In business, the companies that win are those who are able to capture the largest share of the market. Whether that market share comes from having a first mover advantage or a more innovative product, once captured, most companies will do anything they can to protect it.
Recently that’s exactly what the macro brewers have been doing when it comes to their smaller, craft brewing rivals. The beer business is a big one and when the pie is as large as that of American beer sales, brewers are reluctant to give up any of it, even a tiny sliver. But craft brewers have been cutting larger and larger slices for themselves over the past decade, whether or not macro beer wants to share, which means the large macro brewers have to get more creative in order to protect their pie, and that’s where lobbying comes in. In lobbying usually the side with the most money wins, and in the past, that has clearly been the macro bottlers, which is what makes The Brewers Association’s — the professional association for craft beer — recent labeling of Yuengling as a craft brewer even more interesting. It’s all about money.

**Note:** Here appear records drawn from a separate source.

PR #6010, opened 2022-10-29
analyzer: Upgrade Gradle test projects to Gradle 7.5.1

mnonnenmacher:
Upgrade the Gradle test projects to Gradle 7.5.1 and update the configuration where required.


sschuberth:
Don't we want to deliberately keep them at old versions to ensure we can still analyze such projects?

mnonnenmacher:
> Don't we want to deliberately keep them at old versions to ensure we can still analyze such projects?

IMO no, we have a dedicated test for compatibility even though it is currently deactivated. And if we do compatibility tests it should happen with a strategy, not by testing arbitrary versions as part of tests which were created to test other functionality.

analyzer/src/funTest/assets/projects/synthetic/gradle-all-dependencies-expected-result-with-curations.yml
```diff
@@ -47,7 +47,7 @@ analyzer:
     variables: {}
     tool_versions: {}
   config:
-    allow_dynamic_versions: false
+    allow_dynamic_versions: true
```
sschuberth, line 50: Any idea why this is `true` now? The default is `false`, and the only `OrtMainFunTest` which uses this file does not seem to modify the default...

sschuberth: Maybe come local configuration of your is being taken into account, as the test runs the full `OrtMain`?

mnonnenmacher:
@sschuberth FYI, I have started to work on activating the Gradle compatibility tests again by updating and reducing the size of the test.

analyzer/src/funTest/assets/projects/synthetic/gradle-all-dependencies-expected-result-with-curations.yml
mnonnenmacher: Indeed, fixed. This should not be the case, I think I'll make a separate PR to decouple the test from the user configuration.

sschuberth (approved):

To understand how fiercely brewers are willing to fight to protect share, one only needs to view the recent fight that’s been occurring in the state of Kentucky. In 2014, Democratic House Speaker Greg Stumbo introduced a bill that would forbid companies from both brewing and distributing beer – at the time, the only brewery doing this was Budweiser. Basically, Budweiser is making beer, and then using its large distributor networks to sell that beer, and only that beer, shutting out the smaller brewers – who don’t have the financial means to both brew and distribute. According to the proposed legislation’s supporters, Budweiser presently has a monopoly on beer distribution in the state, and passing this law is the only way to restore free trade and access by sellers to more independent products.
Obviously this law would cut into Budweiser’s current market share, so they’ve been fighting the law with a large amount of spending. Since the bill was introduced at the beginning of the year, no organization has spent more lobbying the state of Kentucky than Budweiser, who has spent $290,908 in the past two months to try and kill the bill. That’s more than double what’s been spent by their craft brewing rivals in the bill’s support. Market share is truly that important.

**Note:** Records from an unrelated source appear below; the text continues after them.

PR #7092, opened 2023-06-05
fix(scanner): Sort packages with the same provenance

nnobelis:

@mnonnenmacher FYI

### DIFF
--- a/scanner/src/main/kotlin/ScanController.kt
+++ b/scanner/src/main/kotlin/ScanController.kt
@@ -33,6 +33,7 @@ import org.ossreviewtoolkit.model.UnknownProvenance
 import org.ossreviewtoolkit.model.config.ScannerConfiguration
 import org.ossreviewtoolkit.scanner.provenance.NestedProvenance
 import org.ossreviewtoolkit.scanner.provenance.NestedProvenanceScanResult
+import org.ossreviewtoolkit.utils.common.PATH_STRING_COMPARATOR
 
 /**
  * A controller for the data related to a run of the [Scanner].
@@ -210,9 +211,14 @@ class ScanController(
     /**
      * Return a map of [KnownProvenance]s associated with all [packages] with the same provenance, ignoring any VCS
      * path. Packages without a resolved provenance are not included in the result.
+     * For a given provenance, the packages are sorted by the ascending amount of path separators '/' in their names,
+     * then by their identifiers. For instance, a package with name 'conanfile.txt' will come before one with name
+     * 'components/conanfile.txt'. This is because scanner interfaces receive packages as input, and this aims at
+     * providing a deterministic ordering when choosing a reference package for packages with the same provenance.
      */
     fun getPackagesConsolidatedByProvenance(): Map<KnownProvenance, List<Package>> {
-        val packagesByProvenance = mutableMapOf<KnownProvenance, MutableList<Package>>()
+        val packagesByProvenance = mutableMapOf<KnownProvenance, MutableSet<Package>>()
+        val comparator = compareBy<Package, String>(PATH_STRING_COMPARATOR) { it.id.name }.thenBy { it.id }
 
         packages.forEach { pkg ->
             val consolidatedProvenance = when (val provenance = packageProvenances[pkg.id]) {
@@ -221,10 +227,10 @@ class ScanController(
                 else -> provenance
             }
 
-            packagesByProvenance.getOrPut(consolidatedProvenance) { mutableListOf() } += pkg
+            packagesByProvenance.getOrPut(consolidatedProvenance) { sortedSetOf(comparator) } += pkg
         }
 
-        return packagesByProvenance
+        return packagesByProvenance.mapValues { it.value.toList() }
     }
 
     /**
--- a/utils/spdx/src/main/kotlin/Utils.kt
+++ b/utils/spdx/src/main/kotlin/Utils.kt
@@ -27,17 +27,13 @@ import java.net.URL
 import java.security.MessageDigest
 
 import org.ossreviewtoolkit.utils.common.Os
+import org.ossreviewtoolkit.utils.common.PATH_STRING_COMPARATOR
 import org.ossreviewtoolkit.utils.common.VCS_DIRECTORIES
 import org.ossreviewtoolkit.utils.common.calculateHash
 import org.ossreviewtoolkit.utils.common.encodeHex
 import org.ossreviewtoolkit.utils.common.isSymbolicLink
 import org.ossreviewtoolkit.utils.common.realFile
 import org.ossreviewtoolkit.utils.spdx.SpdxConstants.LICENSE_REF_PREFIX
-
-/**
- * A comparator that sorts parent paths before child paths.
- */
-internal val PATH_STRING_COMPARATOR = compareBy<String>({ path -> path.count { it == '/' } }, { it })
 
 /**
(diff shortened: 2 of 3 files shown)


scanner/src/main/kotlin/ScanController.kt
```diff
@@ -212,7 +213,10 @@ class ScanController(
      * path. Packages without a resolved provenance are not included in the result.
      */
     fun getPackagesConsolidatedByProvenance(): Map<KnownProvenance, List<Package>> {
-        val packagesByProvenance = mutableMapOf<KnownProvenance, MutableList<Package>>()
+        val packagesByProvenance = mutableMapOf<KnownProvenance, MutableSet<Package>>()
+        val comparator: Comparator<Package> = compareBy<Package, String>(PATH_STRING_COMPARATOR) { it.id.name }.thenBy {
```
sschuberth, line 217: Drop the explicit `: Comparator<Package>`.

sschuberth (changes requested):

scanner/src/main/kotlin/ScanController.kt
```diff
@@ -212,7 +213,10 @@ class ScanController(
      * path. Packages without a resolved provenance are not included in the result.
      */
     fun getPackagesConsolidatedByProvenance(): Map<KnownProvenance, List<Package>> {
-        val packagesByProvenance = mutableMapOf<KnownProvenance, MutableList<Package>>()
+        val packagesByProvenance = mutableMapOf<KnownProvenance, MutableSet<Package>>()
+        val comparator = compareBy<Package, String>(PATH_STRING_COMPARATOR) { it.id.name }.thenBy {
+            it.id
+        }
```
sschuberth, line 219: This should fit into a single line now.

sschuberth (changes requested):

scanner/src/main/kotlin/ScanController.kt
```diff
@@ -33,6 +33,7 @@ import org.ossreviewtoolkit.model.UnknownProvenance
 import org.ossreviewtoolkit.model.config.ScannerConfiguration
 import org.ossreviewtoolkit.scanner.provenance.NestedProvenance
 import org.ossreviewtoolkit.scanner.provenance.NestedProvenanceScanResult
+import org.ossreviewtoolkit.utils.common.PATH_STRING_COMPARATOR
```
fviernau, line 36: Why is it value-able to have this choice be deterministic?

(To my understanding, the only reason to choose a reference package is because the API to scan packages still accepts a `Package` as input, while it actually wants to have only a provenance. So, it does not matter what package is passed, because only it's provenance is considered).

fviernau (changes requested):

fviernau:
In case you plan to do further refactorings in `Scanner.kt` or `ScanController.kt`, let's please sync - as I'm also currently doing so - to avoid rebase conflicts.

sschuberth (commented):
LGTM, but I'd like @mnonnenmacher to approve as he seems to know more about the context.

scanner/src/main/kotlin/ScanController.kt
nnobelis: In the snippet choice feature that I am developing, the user writes a snippet choice in his/her `.ort.yml`.

The syntax is roughly:
```
package_snippet_choices:
  - id: "<package id>"
    snippet_choices:
    - license: "<snippet licenses>"
      reasoning: ""
      match:
        path: "<source file path>"
        snippet: "<snippet purl>"
```
Because the snippets are coming from a specific package scan.

The scanner correlates the snippet choice with the current scanner results, to adapt the license findings in consequence.
I guess same issue would arise for snippet curation, if we would like to fix the snippet findings.

But I agree, the day the scanners accept a provenance instead of a package, then this "feature" won't be needed anymore (and I need would adapt the snippet choice in consequence).

Anyway I think we will discuss it in details when I will present the snippet choice to ORT developers.

nnobelis:
> @nnobelis - In case you plan to do further refactorings in `Scanner.kt` or `ScanController.kt`, let's please sync - as I'm also currently doing so - to avoid rebase conflicts.

I don't plan on touching the `ScanController` any further.
However I have, in a branch for the snippet choice, some small refactoring to the `Scanner.kt` and `ScanContext.kt` to expose the `RepositoryConfiguration` to the scanner.
But this is pretty trivial so I can rebase upon your changes.

utils/spdx/src/main/kotlin/Utils.kt
```diff
@@ -27,17 +27,15 @@ import java.net.URL
...
 import org.ossreviewtoolkit.utils.common.encodeHex
 import org.ossreviewtoolkit.utils.common.isSymbolicLink
 import org.ossreviewtoolkit.utils.common.realFile
 import org.ossreviewtoolkit.utils.spdx.SpdxConstants.LICENSE_REF_PREFIX
 
-/**
- * A comparator that sorts parent paths before child paths.
- */
-internal val PATH_STRING_COMPARATOR = compareBy<String>({ path -> path.count { it == '/' } }, { it })
+
```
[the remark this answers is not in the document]
mnonnenmacher: Line is still there.

scanner/src/main/kotlin/ScanController.kt
mnonnenmacher, line 36: Commit message nit: "sorting the package**s**"

scanner/src/main/kotlin/ScanController.kt
```diff
@@ -212,7 +213,8 @@ class ScanController(
      * path. Packages without a resolved provenance are not included in the result.
```
mnonnenmacher, line 213: Please also mention the sorting in the function docs and ideally also explain the reason.

mnonnenmacher (changes requested):

scanner/src/main/kotlin/ScanController.kt
nnobelis: Please review the wording.

utils/spdx/src/main/kotlin/Utils.kt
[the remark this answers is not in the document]
nnobelis: This is an outdated version of the file. Line is ok now or ?!

scanner/src/main/kotlin/ScanController.kt
mnonnenmacher: Nit: "amount of path separator**s**", comma after "For instance"
I would remove the last TODO sentence, the `Scanner` itself will always have to take packages and then do the provenance resolution. This function is related to finding packages which share the same provenance. After the provenance resolution this data is passed to scanners which operate either on a reference package like FossId or that operate on provenances like the current ScanCode implementation.

mnonnenmacher (changes requested):

scanner/src/main/kotlin/ScanController.kt
nnobelis: If you want we can discuss if the migration to the provenance based interface for FossID makes sense.

mnonnenmacher (approved):

nnobelis:
Why the `funTest-docker` was skipped ?
Can it be merged or do the tests need to be rerun ?

sschuberth:
> @sschuberth here are the failed test logs:

That's a know issue currently, no need to rerun tests. But @fviernau needs to approve or dismiss his previous request for changes.

nnobelis:
Could we please merge this ?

Which is what makes the recent labeling of Yuengling as the largest craft brewer in America so interesting – sure there are probably lots of other reasons to include the brewery such as the fact that it’s been independent for all these years, but the money they potentially bring to the table can’t hurt either. Currently the craft brewers can’t match the spending of their macro rivals, but Yuengling’s addition could mean a larger war chest in the future – though let’s be honest, the addition of Yuengling alone isn’t going to all of a sudden make craft equal to macro, especially when Bud Lite sales alone are at the level of a Fortune 500 company, but it still helps. Until now, the largest brewer who has been able to spend in defense of craft has been Boston Beer – whom the association has also made changes to their rules in the past in order to allow them to keep the craft label. Adding a second large brewer – who happens to make the 19th most popular beer in America – has the potential to add more money to craft brewers’ lobbying efforts, resulting in the capturing of more market share, and your taste buds.
You didn’t really think you were the only one who decided what you drank, did you?